── RECORDS PROVIDED ──

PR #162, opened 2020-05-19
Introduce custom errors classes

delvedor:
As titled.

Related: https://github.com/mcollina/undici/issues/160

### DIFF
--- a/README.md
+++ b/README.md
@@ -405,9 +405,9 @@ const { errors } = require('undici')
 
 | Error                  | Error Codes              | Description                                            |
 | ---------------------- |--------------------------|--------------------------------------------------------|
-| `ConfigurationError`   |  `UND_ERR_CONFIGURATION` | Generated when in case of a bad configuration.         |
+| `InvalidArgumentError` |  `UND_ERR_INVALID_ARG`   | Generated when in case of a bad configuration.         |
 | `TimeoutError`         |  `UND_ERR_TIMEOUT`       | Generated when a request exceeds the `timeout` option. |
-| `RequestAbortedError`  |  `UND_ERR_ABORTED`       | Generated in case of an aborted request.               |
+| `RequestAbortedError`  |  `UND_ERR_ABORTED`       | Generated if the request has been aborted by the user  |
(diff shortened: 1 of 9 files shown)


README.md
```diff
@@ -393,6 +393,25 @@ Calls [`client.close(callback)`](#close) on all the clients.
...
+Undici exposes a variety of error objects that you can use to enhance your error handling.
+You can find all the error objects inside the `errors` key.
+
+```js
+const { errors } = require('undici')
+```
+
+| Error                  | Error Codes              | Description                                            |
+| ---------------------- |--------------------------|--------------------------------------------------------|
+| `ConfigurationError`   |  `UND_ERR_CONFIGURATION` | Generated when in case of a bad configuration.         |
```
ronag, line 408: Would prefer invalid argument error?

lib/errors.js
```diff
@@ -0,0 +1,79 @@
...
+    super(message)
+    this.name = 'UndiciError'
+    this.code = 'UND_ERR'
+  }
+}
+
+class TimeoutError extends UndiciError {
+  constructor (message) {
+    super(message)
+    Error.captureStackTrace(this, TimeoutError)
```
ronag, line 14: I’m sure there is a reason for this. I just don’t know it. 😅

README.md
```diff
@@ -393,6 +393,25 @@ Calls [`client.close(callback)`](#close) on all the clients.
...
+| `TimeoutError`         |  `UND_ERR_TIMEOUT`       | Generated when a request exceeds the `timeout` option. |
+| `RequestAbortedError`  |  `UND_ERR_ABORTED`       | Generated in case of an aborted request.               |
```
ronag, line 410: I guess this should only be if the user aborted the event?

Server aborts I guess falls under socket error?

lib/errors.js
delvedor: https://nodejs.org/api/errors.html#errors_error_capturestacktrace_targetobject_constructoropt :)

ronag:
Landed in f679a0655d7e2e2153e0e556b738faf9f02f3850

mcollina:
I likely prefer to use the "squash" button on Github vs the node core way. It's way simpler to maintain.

───

# WHAT IS REQUIRED:
State how many lines of the data include the word "case", with nothing else.

# SOLUTION TO THE PROBLEM:
5